Likewise, the cancer rate at Carrington was 185.2, whereas at West Wallsend it was 48.8. The corresponding figures in the Illawarra were about half -- 95.5 at Berkeley and 14.85 at Minnamurra.

Both Wollongong and Newcastle are sites of heavy industrial complexes, based on the steelworks, surrounded by working class suburbs. For decades, thousands of workers and their families have had little financial choice but to live and work in the fumes belching from these complexes.

Having extracted every possible ounce of profit out of its original Newcastle works, BHP has formally announced its closure, not only axeing a total of 3,000 steelworkers' jobs but also seeking to wash its hands of countless victims of its industrial pollution. Port Kembla is likely to suffer a similar fate. There, the company has eliminated thousands of jobs and is continuously driving up the rate of output while slashing maintenance spending by 30 percent.

The Newcastle figures reinforce the conclusion drawn by the Workers Inquiry commissioners that the Wollongong crisis is part of a wider industry-caused pattern of cancers and ill-health. Moreover, they demonstrate that this pattern is far from confined to the Illawarra. It is likely to exist in all working class-industrial areas.

Evidence presented to the Workers Inquiry showed that cancer rates are going up everywhere.

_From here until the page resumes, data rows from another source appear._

PR #2452, opened 2023-10-24
Fix(lineage): handle unions with SELECT STAR

edpaget:
Building lineage when unions have a `SELECT *` statement fails with a StopIteration error because there is no fallback case if the exact column is not found in the Union's select expressions. This adds a fallback case to handle these selects when building the lineage from the union.

### DIFF
--- a/sqlglot/expressions.py
+++ b/sqlglot/expressions.py
@@ -2450,7 +2450,7 @@ QUERY_MODIFIERS = {
     "windows": False,
     "distribute": False,
     "sort": False,
-    "cluster": False,
+    "clustass": False,
     "order": False,
     "limit": False,
     "offset": False,
--- a/sqlglot/expressions.py
+++ b/sqlglot/expressions.py
@@ -2450,7 +2450,7 @@ QUERY_MODIFIERS = {
     "windows": False,
     "distribute": False,
     "sort": False,
-    "clustass": False,
+    "cluster": False,
     "order": False,
     "limit": False,
     "offset": False,
--- a/sqlglot/lineage.py
+++ b/sqlglot/lineage.py
@@ -93,36 +93,15 @@ def lineage(
 
         # Find the specific select clause that is the source of the column we want.
         # This can either be a specific, named select or a generic `*` clause.
-        select = (
-            scope.expression.selects[column]
-            if isinstance(column, int)
-            else next(
-                (select for select in scope.expression.selects if select.alias_or_name == column),
-                exp.Star() if scope.expression.is_star else None,
-            )
-        )
-
-        if not select:
-            raise ValueError(f"Could not find {column} in {scope.expression}")
+        select = _must_column_from_select(scope, column)
 
         if isinstance(scope.expression, exp.Union):
             upstream = upstream or Node(name="UNION", source=scope.expression, expression=select)
 
-            index = (
-                column
-                if isinstance(column, int)
-                else next(
-                    (
-                        i
-                        for i, select in enumerate(scope.expression.selects)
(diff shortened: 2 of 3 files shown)


GeorgeSittas (approved):
LGTM, should we assert in the test that the downstream nodes are table_a and table_b?

edpaget:
I'll update the tests to assert on the tables as well. I realized after my change that the index = assignment in the Union if block was actually just duplicating the same thing as the select statement, so I ended up removing it entirely, which seem to be fine to me.

sqlglot/lineage.py
```diff
@@ -102,24 +103,13 @@ def to_node(
             )
         )
 
-        if not select:
-            raise ValueError(f"Could not find {column} in {scope.expression}")
+        raise ValueError(f"Could not find {column} in {scope.expression}")
```
GeorgeSittas, line 106: this doesn't look correct

sqlglot/expressions.py
```diff
@@ -2450,7 +2450,7 @@ def with_(
     "windows": False,
     "distribute": False,
     "sort": False,
-    "cluster": False,
+    "clustass": False,
```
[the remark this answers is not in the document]
edpaget: oops

edpaget:
The last thing I'm trying to get to is that the 'source' for the select isn't the table and is instead the entire select * from table_a statement, which seems not quite right?

sqlglot/lineage.py
```diff
@@ -108,18 +109,8 @@ def to_node(
...
-                else next(
-                    i
-                    for i, select in enumerate(scope.expression.selects)
-                    if select.alias_or_name == column
-                )
-            )
-
             for s in scope.union_scopes:
-                to_node(index, scope=s, upstream=upstream)
+                to_node(select.name, scope=s, upstream=upstream)
```
GeorgeSittas, line 113: These two don't seem equivalent - we have code that also handles the case where `column` is `int` above. What is the context behind this change?

edpaget: After my change the expressions that were setting index and select where the same except that index was returning an int or star and select a column or star expression, I did not see a reason to keep the duplicate code.

GeorgeSittas:
> The last thing I'm trying to get to is that the 'source' for the select isn't the table and is instead the entire select * from table_a statement, which seems not quite right?

yeah what you're saying looks reasonable, perhaps we need to descend into the select * and pick any source tables. This is not specific to the union case you're dealing with, it seems like it's more general:

```python
>>> l = lineage("c", "with t1 as (select * from t2) select c from t1")
>>> l.downstream
[Node(name='t1.c', expression=(STAR ), source=(SELECT expressions:
  (STAR ), from:
  (FROM this:
    (TABLE this:
      (IDENTIFIER this: t2, quoted: False), alias:
      (TABLEALIAS this:
        (IDENTIFIER this: t2, quoted: False))))), downstream=[], alias='')]
```

edpaget:
This part of the test is the last thing I'm not sure about. Should the * in the select expression have a source that is the tabel the * is selecting from? It seems like that already does not work. I can follow up with another PR to fix that.

edpaget:
Oops, posted that at the same time.

GeorgeSittas:
> This part of the test is the last thing I'm not sure about. Should the * in the select expression have a source that is the tabel the * is selecting from? It seems like that already does not work. I can follow up with another PR to fix that.

doing it in another pr sounds good too

edpaget:
I'll remove the commented out assert and then this should be good.

GeorgeSittas (approved):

The number of cancer cases diagnosed in NSW has more than doubled from 11,489 in 1972 to 24,922 in 1993. In 1991, cancer replaced coronary heart disease as the leading cause of death in Australia.

By 1994 cancer accounted for 27 percent of all deaths nationwide, compared to 16 percent in 1972.

Workers News will further investigate the Newcastle situation. As in Wollongong, it is certain that the industry-related cancer pattern has been deliberately covered up by BHP and other major companies, backed by successive Labor and Liberal governments and the trade union bureaucracy.

The Workers Inquiry established that the staggering number of leukaemia and lymphoma deaths among teenagers and young adults in the southern suburbs of Wollongong would have remained hidden from public view if not for the efforts of one of the young victims, Melissa Cristiano, whose struggle was taken up by other residents and workers through the Workers Inquiry itself.

The inquiry proved that for decades, governments, official agencies and the trade unions have worked together to protect the corporate profits of industrial giants such as BHP, regardless of the destruction of working class lives and health. The findings and the recommendations issued by the six commissioners are now being presented at a series of public meetings in major working class centres, including Newcastle.